I felt similar, I was almost too scared to check the results, but I popped on NPR after my godawful food purchasing class, and cried all the way home to the cheering and celebration and outpouring of hope. Yes we can!! I still get a lump in my throat. And I hope you find hope in london too, as it can be a very harsh place, although on my last visit I found nothing but smiling faces and friendly, helpful people.

Unfortunately the brits are seriously losing hope in their politicians, but maybe this will give us some hope to dream that things will get better.

Me too. Me too. Me too.

Thinking of you way across the ocean - hope you're happy & staying warm.


I wouldn't let myself hope or believe that Obama would be elected. I couldn't take the distress if he wasn't. But I went out and voted, even though I was confident that my blue state would remain blue. It did. But I needed to be among the votes that made that happen.

And even though I wouldn't let myself believe, when I read the television screen and it said "Barack Obama Elected," I cried. I held it back for as long as I could. Then I just let it go, the tears came.

The most unexpected part was the intense release that came with it all. I never counted myself among the cynics. A realist, yes, but a cynic? And yet, I was. So, on Tuesday, when it became clear that our country had chosen change, I cried and felt something I haven't felt in a long, long, long time: Hope.

Beautiful post, Shuna.

Beautiful comment, Sarah, thank you. You just described it for me exactly as you have described it for yourself. I passed a friend on the way to my polling station but I could not even say hello. It was wrapped way too tight inside of me. ~ Shuna

I cried, too. I'm still crying sometimes.

I've always had a small store of hope. This time, I got to see one of those hopes realized -- that sooner or later, lies and fear are no longer sustainable, and people *will* reject them.

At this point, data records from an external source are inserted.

PR #1738, opened 2026-06-09
feat: USB duplex-policy resolver on UsbAudioDriver (MOR-534, AudioTransport 1/12)

morozsm:
## Summary

Step 1/12 of the MOR-532 AudioTransport epic (Linear MOR-534).

Adds a pure read-only USB duplex policy to `src/rigplane/audio/usb_driver.py`:

- Module-level `resolve_usb_duplex_mode(rx_dev, tx_dev) -> Literal["full", "exclusive"]` — returns `"exclusive"` iff the platform is macOS AND RX and TX resolve to the same device index AND the device is a real CODEC (not a virtual loopback); `"full"` otherwise (separate devices, virtual loopbacks like BlackHole/VB-Cable, non-macOS).
- Lazy `UsbAudioDriver.duplex_mode` property — resolves devices via the normal `_ensure_selected_devices` selection path on first access.

Rationale: single source of truth for the macOS CoreAudio AUHAL -50 same-device reality (MOR-531 context). Pure policy — nothing consumes it yet; later epic steps route stream setup through it. Zero behavior change anywhere.

The virtual-loopback predicate `_is_virtual_loopback_device` stays in `audio/bridge.py` (shared via late module-attribute lookup, not moved), so existing monkeypatch targets in bridge tests keep working — verified by a dedicated test.

## Tests (TDD, falsification-first)

New `tests/test_usb_duplex_mode.py` (7 tests, confirmed FAILING before implementation, PASSING after):

- same CODEC device on macOS → `"exclusive"`
- separate devices on macOS → `"full"`
- virtual loopback (BlackHole) same-device on macOS → `"full"`
- same device on non-Darwin (monkeypatched platform) → `"full"`
- monkeypatching `bridge._is_virtual_loopback_device` steers the resolver (shared predicate, late binding)
- `UsbAudioDriver.duplex_mode` lazy property: CODEC → `"exclusive"`, loopback → `"full"` (using `FakeAudioBackend`, no one-off mocks)

## Gate results

- `uv run pytest tests/ -q --tb=short --ignore=tests/integration` — 7295 passed, 9 skipped, 3 deselected, 11 xfailed, 1 xpassed, 0 failures (incl. `tests/test_audio_duplex.py` and bridge tests unchanged and green)
- `uv run ruff check src/ tests/` — all checks passed; `uv run ruff format --check` — 548 files already formatted
- `uv run mypy src/` — 20 errors in 7 files (baseline, zero new)

## Scope

2 files, +173/-1 (52 LOC in `usb_driver.py`, rest is the test module). Within guardrails.

### DIFF
--- a/src/rigplane/audio/usb_driver.py
+++ b/src/rigplane/audio/usb_driver.py
@@ -15,7 +15,7 @@ import asyncio
 import logging
 import sys
 from dataclasses import dataclass
-from typing import Any, Callable
+from typing import Any, Callable, Literal
 
 from .backend import (
     AudioBackend,
@@ -446,6 +446,44 @@ def _extract_sounddevice_module(backend: AudioBackend) -> Any | None:
     return None
 
 
+def resolve_usb_duplex_mode(
+    rx_dev: UsbAudioDevice,
+    tx_dev: UsbAudioDevice,
+) -> Literal["full", "exclusive"]:
+    """Resolve the USB duplex policy for a selected RX/TX device pair.
+
+    Returns ``"exclusive"`` iff the platform is macOS AND RX and TX resolve
+    to the same device index AND the device is a real CODEC (not a virtual
+    loopback such as BlackHole/VB-Cable). On macOS CoreAudio, two separate
+    streams on one real C-Media USB CODEC fail with AUHAL -50 (MOR-531), so
+    such a device must be owned exclusively by ONE full-duplex stream.
+    Everything else — separate devices, virtual loopbacks, non-macOS
+    platforms — supports the two-stream path: ``"full"``.
+
+    Pure read-only policy (MOR-534, AudioTransport 1/12): nothing consumes
+    it yet; later epic steps route stream setup through it.
+    """
+    if sys.platform != "darwin":
+        return "full"
+    if rx_dev.index != tx_dev.index:
+        return "full"
+    # Single source of truth with the bridge path: reuse (not move) the
+    # virtual-loopback predicate. Imported lazily and called via the module
+    # attribute so existing monkeypatch targets on ``rigplane.audio.bridge``
+    # keep steering both consumers.
+    from rigplane.audio import bridge
+
+    info = AudioDeviceInfo(
+        id=AudioDeviceId(rx_dev.index),
+        name=rx_dev.name,
+        input_channels=rx_dev.input_channels,
+        output_channels=rx_dev.output_channels,
+    )
+    if bridge._is_virtual_loopback_device(info):
+        return "full"
+    return "exclusive"
+
+
 class UsbAudioDriver:
     """Stateful USB audio driver with deterministic device selection.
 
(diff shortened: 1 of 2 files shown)


morozsm:
Agent Review: PASS

Independent review of head c57eeef3 in a throwaway worktree (origin/codex/mor-534-usb-duplex-policy).

**Scope verified**
- Diff is exactly 2 files (+173/−1): `src/rigplane/audio/usb_driver.py`, new `tests/test_usb_duplex_mode.py`. `bridge.py` is untouched (0-line diff vs main).
- usb_driver changes are purely additive: `Literal` import, module-level `resolve_usb_duplex_mode`, lazy `UsbAudioDriver.duplex_mode` property, `__all__` entry. `_ensure_selected_devices` itself is unmodified.
- No consumer of `duplex_mode` anywhere in `src/` and the driver defines no `__repr__`/asdict/vars iteration, so the property cannot be accidentally triggered by logging or introspection — zero behavior change confirmed.

**Policy correctness**
- Platform gate uses `sys.platform != "darwin"`, consistent with the module's two existing checks (usb_driver.py:361, :466).
- Same-device check compares `UsbAudioDevice.index` from a single enumeration — semantically equivalent to bridge's own `int(tx_dev_id) == int(dev_id)` duplex decision.
- `AudioDeviceInfo` constructed from `UsbAudioDevice` maps id/name/channels faithfully; the bridge predicate `_is_virtual_loopback_device` reads only `dev.name`, so no semantic distortion.
- Lazy `from rigplane.audio import bridge` + call-time attribute lookup: bridge.py does not import usb_driver at module level (no hard cycle either way), and the call-time module-attribute access preserves existing monkeypatch targets — proven by `test_resolver_shares_bridge_loopback_predicate`, which asserts the patched predicate is actually invoked.

**Tests (falsified)**
- 7 tests cover all 4 spec scenarios (same-device-macOS→exclusive, separate→full, loopback→full, non-darwin→full) plus late-binding monkeypatch and the lazy property via `FakeAudioBackend` (both exclusive and loopback paths); the property test also asserts device selection occurred.
- Falsification: with main's usb_driver swapped in, the new test file fails collection (ImportError on `resolve_usb_duplex_mode`); restored to PR head, 7/7 pass.

**Full gate (run locally)**
- `pytest tests/ -q --ignore=tests/integration`: 7295 passed, 0 failed (9 skipped, 11 xfailed, 1 xpassed)
- `tests/test_audio_duplex.py` + `tests/test_audio_bridge.py`: 53 passed, files unchanged
- `ruff check`: clean · `ruff format --check`: clean (548 files)
- `mypy src/`: 20 errors in 7 files — exact baseline, none in usb_driver.py
- `lint-imports`: 4 contracts kept, 0 broken

**Non-blocking note for later epic steps**: bridge's `use_duplex` has no platform gate (it opens a single duplex stream for same-device on any OS), while this policy returns "full" for non-Darwin same-device. Intentional per spec (AUHAL -50 is macOS-only), but when a future step routes bridge stream setup through this policy, Linux same-device behavior would shift from single-duplex to two-stream — worth a conscious decision at that point.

I love this...quite simply it is beautiful and amazing and you. My hope got shoved back into the place where I keep all my things I can't admit dreams and desires. It was there but dusty and tired and trying to act cool. It had put on sunglasses and distanced itself and tried to pretend it wasn't there. But it was. Because being the good dork I am I still kept it in a box, dusty but there. I am a secret, secret, secret optimist with a very bad sarcastic streak.

I want to show your post to all the people who say that hope is just a buzzword used to get someone elected.

Fantastic. The"exhausted pixie who struggles to make it out of Pandora's almost empty box" is such a unique and perfect description of how we've been feeling. The tears still come, and I'm sometimes afraid the blackness of the world will descend - but no, not with people like you, and a remarkable new administration. Yes we can. Our mantra.

I'm one of those people who read your blog every day (or at least every time you write) and yet I never comment back. I'm not a real computer person and I've hated them for years as I had a PC that I fought with every time I turned it on. But last Christmas my husband gave me a MacBook and I've been exploring the internet ever since.

I found your blog through the blog Ideas in Food the day after Christmas and I have been reading both of you ever since. I love your writing, your photography and your social ideas. I'm not in the food industry, but my daughter is and has been since high school when she worked in a local bakery in Cambridge.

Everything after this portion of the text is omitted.